Work instructions |
All that should be output is the block of lines below from the line with "PR #494, opened 2016-02-19" to the line with "May need to", both included, exactly as written.

Stored items
..........

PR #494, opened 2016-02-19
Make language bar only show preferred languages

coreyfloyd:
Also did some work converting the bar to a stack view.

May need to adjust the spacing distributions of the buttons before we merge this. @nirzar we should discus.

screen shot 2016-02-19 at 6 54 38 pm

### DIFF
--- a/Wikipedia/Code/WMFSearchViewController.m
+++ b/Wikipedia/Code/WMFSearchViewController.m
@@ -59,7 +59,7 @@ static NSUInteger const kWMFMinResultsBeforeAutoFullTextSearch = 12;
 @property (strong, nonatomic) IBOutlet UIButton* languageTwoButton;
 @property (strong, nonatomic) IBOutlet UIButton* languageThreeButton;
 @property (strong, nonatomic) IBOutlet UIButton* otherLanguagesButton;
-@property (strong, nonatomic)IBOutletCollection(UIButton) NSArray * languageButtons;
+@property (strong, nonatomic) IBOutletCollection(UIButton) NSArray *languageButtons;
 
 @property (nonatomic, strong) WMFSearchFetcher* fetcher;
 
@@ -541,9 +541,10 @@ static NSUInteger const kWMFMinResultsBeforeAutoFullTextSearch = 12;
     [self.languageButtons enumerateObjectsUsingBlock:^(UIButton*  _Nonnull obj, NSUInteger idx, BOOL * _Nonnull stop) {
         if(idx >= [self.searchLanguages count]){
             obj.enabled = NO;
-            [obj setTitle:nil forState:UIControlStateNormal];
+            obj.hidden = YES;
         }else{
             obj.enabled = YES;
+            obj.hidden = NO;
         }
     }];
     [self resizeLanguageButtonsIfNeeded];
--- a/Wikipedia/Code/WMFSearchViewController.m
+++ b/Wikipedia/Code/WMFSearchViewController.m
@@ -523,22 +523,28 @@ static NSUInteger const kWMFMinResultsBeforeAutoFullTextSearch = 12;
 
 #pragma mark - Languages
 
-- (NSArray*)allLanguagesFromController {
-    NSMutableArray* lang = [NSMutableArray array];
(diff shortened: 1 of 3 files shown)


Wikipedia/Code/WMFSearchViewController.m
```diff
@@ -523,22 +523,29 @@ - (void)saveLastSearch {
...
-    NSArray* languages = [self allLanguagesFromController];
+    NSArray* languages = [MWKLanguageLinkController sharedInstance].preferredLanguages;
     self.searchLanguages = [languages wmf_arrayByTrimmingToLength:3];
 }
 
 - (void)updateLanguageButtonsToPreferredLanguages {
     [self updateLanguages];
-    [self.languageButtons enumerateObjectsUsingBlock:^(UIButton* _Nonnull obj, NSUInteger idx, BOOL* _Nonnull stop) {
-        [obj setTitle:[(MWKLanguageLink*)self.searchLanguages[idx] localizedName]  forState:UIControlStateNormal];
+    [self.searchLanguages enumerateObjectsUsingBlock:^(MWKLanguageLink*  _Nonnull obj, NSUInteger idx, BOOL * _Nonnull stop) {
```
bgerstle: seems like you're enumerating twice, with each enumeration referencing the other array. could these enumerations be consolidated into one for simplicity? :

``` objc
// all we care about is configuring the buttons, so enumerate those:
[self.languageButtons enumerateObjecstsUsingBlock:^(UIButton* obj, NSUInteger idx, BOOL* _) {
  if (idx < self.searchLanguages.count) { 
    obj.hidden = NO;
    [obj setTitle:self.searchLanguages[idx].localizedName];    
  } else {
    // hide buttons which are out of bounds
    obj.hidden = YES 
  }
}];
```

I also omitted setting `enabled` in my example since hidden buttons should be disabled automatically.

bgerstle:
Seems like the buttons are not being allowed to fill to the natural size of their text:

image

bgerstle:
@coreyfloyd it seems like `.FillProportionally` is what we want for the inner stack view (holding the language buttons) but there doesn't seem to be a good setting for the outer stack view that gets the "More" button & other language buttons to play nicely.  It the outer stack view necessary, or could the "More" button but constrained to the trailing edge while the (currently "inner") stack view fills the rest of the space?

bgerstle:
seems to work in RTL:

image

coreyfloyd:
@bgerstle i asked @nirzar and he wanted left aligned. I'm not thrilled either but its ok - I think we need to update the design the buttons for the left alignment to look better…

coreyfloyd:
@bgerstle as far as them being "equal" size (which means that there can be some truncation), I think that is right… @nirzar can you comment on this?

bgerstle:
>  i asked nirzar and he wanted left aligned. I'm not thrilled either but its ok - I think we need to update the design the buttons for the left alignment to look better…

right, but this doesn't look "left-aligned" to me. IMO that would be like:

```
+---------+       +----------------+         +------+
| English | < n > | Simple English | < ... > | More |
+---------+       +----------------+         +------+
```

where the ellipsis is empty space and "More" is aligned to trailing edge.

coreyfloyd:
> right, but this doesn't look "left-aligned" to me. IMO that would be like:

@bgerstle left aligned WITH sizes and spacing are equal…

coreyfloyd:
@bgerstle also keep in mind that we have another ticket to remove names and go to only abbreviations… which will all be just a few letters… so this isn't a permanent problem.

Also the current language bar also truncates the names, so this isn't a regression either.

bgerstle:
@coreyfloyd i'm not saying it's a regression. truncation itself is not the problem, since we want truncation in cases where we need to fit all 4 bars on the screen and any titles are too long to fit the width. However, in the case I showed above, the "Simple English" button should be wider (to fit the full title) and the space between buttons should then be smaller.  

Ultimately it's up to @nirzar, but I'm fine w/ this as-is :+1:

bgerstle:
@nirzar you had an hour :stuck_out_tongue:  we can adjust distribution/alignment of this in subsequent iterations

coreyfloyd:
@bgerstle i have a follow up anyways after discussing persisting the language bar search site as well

..........

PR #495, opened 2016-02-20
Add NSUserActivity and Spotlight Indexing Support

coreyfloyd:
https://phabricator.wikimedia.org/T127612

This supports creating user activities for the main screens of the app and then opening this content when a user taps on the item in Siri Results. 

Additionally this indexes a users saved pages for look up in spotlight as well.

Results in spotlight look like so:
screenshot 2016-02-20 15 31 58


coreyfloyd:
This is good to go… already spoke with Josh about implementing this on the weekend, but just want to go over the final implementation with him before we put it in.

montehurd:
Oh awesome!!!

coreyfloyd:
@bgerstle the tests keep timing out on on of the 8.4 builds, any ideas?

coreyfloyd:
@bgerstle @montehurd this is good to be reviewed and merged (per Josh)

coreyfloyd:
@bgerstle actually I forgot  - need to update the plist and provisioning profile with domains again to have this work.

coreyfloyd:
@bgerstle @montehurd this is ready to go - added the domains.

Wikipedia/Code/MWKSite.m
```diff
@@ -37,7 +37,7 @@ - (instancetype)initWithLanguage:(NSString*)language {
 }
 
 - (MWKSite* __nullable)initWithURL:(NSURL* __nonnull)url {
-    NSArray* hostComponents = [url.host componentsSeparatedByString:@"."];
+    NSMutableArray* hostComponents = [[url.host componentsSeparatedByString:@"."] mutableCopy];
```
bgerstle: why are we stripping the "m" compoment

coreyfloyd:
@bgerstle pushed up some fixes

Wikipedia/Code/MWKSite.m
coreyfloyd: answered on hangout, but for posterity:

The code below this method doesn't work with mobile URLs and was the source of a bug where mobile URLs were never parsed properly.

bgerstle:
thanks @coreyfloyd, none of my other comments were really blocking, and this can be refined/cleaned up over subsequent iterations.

..........

Exercise solution |
PR #494, opened 2016-02-19
Make language bar only show preferred languages

coreyfloyd:
Also did some work converting the bar to a stack view.

May need to adjust the spacing distributions of the buttons before we merge this. @nirzar we should discus.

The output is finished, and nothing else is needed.